**DATA FOR REVIEW**.
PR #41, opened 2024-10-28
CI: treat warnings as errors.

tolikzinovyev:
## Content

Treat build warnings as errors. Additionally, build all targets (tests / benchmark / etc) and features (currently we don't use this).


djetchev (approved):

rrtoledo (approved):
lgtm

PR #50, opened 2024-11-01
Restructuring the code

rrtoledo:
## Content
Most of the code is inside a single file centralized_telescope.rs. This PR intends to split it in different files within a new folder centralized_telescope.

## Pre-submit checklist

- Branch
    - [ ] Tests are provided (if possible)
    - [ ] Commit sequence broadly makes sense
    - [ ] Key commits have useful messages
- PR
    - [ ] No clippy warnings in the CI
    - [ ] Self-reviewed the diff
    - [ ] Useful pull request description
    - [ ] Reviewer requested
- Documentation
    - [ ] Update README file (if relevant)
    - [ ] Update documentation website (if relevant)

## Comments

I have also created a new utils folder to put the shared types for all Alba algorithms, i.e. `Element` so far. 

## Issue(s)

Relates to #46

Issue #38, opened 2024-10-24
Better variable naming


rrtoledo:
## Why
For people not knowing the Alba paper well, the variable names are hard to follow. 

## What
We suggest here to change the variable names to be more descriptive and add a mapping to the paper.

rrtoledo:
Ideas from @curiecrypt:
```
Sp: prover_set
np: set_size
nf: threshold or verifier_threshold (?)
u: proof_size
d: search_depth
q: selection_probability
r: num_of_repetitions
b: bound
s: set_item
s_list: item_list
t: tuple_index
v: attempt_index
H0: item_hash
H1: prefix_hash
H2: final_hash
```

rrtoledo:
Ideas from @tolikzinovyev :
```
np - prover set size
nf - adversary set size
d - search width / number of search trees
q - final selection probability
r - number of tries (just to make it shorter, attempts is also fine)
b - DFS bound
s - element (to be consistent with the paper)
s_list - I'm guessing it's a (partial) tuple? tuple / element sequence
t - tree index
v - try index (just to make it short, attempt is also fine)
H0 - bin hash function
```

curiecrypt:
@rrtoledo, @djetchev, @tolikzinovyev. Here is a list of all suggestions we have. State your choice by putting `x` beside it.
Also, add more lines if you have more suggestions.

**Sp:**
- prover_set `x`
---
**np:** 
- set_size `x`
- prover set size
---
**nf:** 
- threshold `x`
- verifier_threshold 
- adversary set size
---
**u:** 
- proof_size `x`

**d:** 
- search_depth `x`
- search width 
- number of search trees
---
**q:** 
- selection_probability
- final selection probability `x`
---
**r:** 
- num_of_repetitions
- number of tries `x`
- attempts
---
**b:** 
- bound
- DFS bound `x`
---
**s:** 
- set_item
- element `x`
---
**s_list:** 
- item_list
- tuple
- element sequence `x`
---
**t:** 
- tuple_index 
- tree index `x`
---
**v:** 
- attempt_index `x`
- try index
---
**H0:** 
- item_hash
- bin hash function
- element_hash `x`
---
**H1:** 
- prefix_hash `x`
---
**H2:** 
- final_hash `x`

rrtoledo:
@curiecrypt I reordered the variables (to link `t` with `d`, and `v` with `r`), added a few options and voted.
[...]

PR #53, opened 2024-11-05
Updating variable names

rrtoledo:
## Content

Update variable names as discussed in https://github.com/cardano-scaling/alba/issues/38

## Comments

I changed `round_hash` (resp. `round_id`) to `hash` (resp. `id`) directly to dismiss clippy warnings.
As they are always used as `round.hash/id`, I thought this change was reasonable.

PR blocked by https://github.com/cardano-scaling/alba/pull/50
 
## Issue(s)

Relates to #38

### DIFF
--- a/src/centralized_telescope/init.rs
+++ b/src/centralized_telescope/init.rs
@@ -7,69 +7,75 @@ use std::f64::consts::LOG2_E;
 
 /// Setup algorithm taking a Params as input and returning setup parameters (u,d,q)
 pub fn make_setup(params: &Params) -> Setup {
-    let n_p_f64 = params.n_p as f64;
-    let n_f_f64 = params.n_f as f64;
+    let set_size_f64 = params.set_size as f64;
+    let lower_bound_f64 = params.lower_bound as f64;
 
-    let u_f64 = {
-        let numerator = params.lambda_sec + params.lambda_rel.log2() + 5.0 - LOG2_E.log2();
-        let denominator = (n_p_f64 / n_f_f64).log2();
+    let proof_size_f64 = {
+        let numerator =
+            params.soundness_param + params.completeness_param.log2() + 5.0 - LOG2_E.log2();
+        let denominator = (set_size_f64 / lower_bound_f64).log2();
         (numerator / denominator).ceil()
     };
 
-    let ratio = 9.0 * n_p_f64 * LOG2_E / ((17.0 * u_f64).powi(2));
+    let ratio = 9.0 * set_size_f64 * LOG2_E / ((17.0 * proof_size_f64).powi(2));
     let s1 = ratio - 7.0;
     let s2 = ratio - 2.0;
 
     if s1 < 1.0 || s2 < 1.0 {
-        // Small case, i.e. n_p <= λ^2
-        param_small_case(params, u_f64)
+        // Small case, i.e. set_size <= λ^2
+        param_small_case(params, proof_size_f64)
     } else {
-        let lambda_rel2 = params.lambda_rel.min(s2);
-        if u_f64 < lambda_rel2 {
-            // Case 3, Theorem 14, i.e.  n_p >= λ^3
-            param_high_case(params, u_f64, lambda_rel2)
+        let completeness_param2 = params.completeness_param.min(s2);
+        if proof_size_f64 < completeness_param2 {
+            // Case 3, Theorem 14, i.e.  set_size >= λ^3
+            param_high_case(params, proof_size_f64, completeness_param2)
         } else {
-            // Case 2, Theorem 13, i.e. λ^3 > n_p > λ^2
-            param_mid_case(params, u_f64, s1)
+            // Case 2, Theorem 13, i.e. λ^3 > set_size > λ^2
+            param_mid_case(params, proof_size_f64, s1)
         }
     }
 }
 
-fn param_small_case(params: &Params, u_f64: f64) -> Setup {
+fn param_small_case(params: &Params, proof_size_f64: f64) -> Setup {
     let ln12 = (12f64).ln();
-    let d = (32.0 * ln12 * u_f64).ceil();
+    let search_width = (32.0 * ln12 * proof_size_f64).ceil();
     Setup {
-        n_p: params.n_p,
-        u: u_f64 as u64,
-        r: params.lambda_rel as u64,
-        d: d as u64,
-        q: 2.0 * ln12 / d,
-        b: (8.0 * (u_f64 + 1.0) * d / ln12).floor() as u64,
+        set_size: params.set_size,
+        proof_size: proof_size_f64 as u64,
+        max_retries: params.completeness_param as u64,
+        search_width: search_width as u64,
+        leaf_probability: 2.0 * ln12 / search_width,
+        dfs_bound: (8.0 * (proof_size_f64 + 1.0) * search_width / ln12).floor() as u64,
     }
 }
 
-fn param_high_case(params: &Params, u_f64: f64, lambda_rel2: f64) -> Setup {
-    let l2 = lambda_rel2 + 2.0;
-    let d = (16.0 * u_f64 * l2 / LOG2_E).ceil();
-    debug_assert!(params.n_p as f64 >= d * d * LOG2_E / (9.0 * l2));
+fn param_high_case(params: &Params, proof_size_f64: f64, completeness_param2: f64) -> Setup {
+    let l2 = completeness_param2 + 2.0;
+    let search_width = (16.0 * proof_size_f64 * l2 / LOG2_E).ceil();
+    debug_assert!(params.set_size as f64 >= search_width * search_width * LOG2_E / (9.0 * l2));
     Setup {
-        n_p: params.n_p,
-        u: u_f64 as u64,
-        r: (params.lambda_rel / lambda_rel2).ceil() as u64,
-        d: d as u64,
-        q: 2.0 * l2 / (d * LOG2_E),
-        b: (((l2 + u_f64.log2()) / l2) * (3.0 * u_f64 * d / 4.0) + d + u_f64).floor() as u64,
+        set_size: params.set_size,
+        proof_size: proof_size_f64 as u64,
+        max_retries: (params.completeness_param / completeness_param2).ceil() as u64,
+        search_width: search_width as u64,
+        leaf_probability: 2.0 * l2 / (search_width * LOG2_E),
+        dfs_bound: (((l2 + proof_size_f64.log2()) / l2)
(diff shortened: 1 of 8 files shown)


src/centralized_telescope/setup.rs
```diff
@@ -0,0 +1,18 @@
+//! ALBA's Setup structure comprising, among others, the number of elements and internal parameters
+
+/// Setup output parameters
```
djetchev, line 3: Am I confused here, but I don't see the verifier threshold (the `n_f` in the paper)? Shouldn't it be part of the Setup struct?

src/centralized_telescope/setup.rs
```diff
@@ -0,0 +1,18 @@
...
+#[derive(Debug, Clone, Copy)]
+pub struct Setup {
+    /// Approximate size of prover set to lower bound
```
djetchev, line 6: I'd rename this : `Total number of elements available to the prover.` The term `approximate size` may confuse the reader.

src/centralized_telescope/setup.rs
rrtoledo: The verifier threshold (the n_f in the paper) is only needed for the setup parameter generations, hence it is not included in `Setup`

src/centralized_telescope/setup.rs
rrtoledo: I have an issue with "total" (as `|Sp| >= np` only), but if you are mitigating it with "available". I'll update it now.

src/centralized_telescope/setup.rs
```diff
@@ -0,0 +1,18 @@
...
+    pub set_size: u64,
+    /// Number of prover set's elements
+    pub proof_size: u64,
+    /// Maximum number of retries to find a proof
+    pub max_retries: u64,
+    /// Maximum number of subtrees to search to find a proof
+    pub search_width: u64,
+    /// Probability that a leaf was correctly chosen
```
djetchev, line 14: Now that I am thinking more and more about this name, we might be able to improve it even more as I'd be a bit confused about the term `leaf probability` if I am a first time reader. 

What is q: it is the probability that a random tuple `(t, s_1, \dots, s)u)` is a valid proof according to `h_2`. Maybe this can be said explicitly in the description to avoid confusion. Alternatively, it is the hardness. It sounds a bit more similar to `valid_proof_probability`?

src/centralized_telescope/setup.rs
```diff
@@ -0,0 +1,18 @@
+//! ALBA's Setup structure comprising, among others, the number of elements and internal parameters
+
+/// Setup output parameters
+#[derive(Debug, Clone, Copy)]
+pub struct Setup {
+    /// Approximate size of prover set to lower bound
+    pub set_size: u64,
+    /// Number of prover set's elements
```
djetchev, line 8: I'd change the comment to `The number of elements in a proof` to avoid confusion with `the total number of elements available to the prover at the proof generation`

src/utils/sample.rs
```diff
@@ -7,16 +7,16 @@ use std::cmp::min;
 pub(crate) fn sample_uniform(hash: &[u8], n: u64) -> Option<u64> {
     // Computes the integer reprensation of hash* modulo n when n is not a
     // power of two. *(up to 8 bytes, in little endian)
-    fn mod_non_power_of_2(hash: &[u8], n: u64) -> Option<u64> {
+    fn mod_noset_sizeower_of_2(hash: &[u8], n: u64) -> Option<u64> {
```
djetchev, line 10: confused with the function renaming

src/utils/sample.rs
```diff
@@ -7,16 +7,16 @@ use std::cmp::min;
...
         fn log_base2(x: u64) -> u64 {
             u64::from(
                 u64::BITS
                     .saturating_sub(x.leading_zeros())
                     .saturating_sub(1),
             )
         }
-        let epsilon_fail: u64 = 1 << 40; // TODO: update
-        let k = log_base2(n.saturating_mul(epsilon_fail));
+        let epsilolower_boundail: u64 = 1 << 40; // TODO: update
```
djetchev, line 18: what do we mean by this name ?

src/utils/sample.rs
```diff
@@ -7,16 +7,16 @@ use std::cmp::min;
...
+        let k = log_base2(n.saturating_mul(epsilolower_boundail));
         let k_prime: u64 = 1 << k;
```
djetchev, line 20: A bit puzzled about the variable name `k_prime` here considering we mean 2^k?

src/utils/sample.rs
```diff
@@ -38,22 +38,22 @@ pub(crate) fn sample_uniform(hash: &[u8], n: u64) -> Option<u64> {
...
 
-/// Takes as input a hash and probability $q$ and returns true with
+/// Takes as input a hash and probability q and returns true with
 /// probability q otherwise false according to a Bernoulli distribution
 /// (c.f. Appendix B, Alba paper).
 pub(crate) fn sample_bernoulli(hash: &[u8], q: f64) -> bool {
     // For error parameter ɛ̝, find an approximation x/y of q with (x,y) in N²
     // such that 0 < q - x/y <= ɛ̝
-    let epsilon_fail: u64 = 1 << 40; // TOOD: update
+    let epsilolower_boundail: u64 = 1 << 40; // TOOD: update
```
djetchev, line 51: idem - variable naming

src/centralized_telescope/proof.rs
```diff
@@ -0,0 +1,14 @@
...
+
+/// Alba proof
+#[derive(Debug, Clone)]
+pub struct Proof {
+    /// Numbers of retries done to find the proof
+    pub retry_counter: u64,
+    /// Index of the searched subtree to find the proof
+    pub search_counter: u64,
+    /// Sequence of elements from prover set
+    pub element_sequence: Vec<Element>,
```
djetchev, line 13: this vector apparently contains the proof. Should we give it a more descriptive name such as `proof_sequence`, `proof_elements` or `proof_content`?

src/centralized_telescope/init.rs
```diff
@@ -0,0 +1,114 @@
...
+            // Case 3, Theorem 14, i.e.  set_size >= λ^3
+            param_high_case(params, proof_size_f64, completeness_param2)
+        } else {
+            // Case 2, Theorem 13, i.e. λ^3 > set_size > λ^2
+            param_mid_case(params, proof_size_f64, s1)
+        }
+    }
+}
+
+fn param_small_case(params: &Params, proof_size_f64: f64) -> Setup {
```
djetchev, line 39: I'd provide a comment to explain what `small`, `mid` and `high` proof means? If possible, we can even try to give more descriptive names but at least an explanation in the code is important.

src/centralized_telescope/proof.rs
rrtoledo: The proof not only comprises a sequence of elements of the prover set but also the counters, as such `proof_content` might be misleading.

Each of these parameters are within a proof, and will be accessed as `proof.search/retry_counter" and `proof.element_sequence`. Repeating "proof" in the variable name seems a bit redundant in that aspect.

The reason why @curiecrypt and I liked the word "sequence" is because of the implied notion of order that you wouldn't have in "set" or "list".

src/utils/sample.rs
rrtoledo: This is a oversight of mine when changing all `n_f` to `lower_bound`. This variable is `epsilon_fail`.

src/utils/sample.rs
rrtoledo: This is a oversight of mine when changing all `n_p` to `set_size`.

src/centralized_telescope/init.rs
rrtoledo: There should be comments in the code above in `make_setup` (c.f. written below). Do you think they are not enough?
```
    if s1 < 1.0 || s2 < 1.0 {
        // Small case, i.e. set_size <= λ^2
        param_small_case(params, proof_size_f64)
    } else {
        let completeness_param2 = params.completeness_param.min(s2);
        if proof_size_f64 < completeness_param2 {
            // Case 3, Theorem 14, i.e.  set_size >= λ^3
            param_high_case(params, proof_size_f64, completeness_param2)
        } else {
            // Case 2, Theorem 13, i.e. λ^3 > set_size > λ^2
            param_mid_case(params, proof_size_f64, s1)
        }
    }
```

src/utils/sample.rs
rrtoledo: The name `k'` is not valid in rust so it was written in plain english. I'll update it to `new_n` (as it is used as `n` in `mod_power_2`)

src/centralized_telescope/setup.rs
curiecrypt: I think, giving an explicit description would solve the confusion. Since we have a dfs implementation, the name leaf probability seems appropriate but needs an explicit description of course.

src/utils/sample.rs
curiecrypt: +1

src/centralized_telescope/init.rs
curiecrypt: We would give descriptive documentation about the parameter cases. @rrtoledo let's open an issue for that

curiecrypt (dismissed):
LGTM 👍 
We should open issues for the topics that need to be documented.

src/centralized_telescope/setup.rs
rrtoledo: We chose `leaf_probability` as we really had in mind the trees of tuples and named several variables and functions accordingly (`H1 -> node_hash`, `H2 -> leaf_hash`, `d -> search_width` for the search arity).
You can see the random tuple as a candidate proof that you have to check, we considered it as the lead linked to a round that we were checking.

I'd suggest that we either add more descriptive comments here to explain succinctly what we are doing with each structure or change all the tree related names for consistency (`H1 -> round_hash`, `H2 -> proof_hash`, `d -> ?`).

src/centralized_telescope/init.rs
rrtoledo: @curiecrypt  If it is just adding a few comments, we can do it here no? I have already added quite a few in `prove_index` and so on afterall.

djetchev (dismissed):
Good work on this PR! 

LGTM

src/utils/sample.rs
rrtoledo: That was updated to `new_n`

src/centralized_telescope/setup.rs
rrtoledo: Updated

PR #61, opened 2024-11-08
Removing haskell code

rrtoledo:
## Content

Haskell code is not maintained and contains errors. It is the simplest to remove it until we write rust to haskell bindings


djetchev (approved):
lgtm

**WHAT YOU WILL DO**.
Please filter the data down to the lines containing the word "dismissed".

**RESULT**.
curiecrypt (dismissed):
djetchev (dismissed):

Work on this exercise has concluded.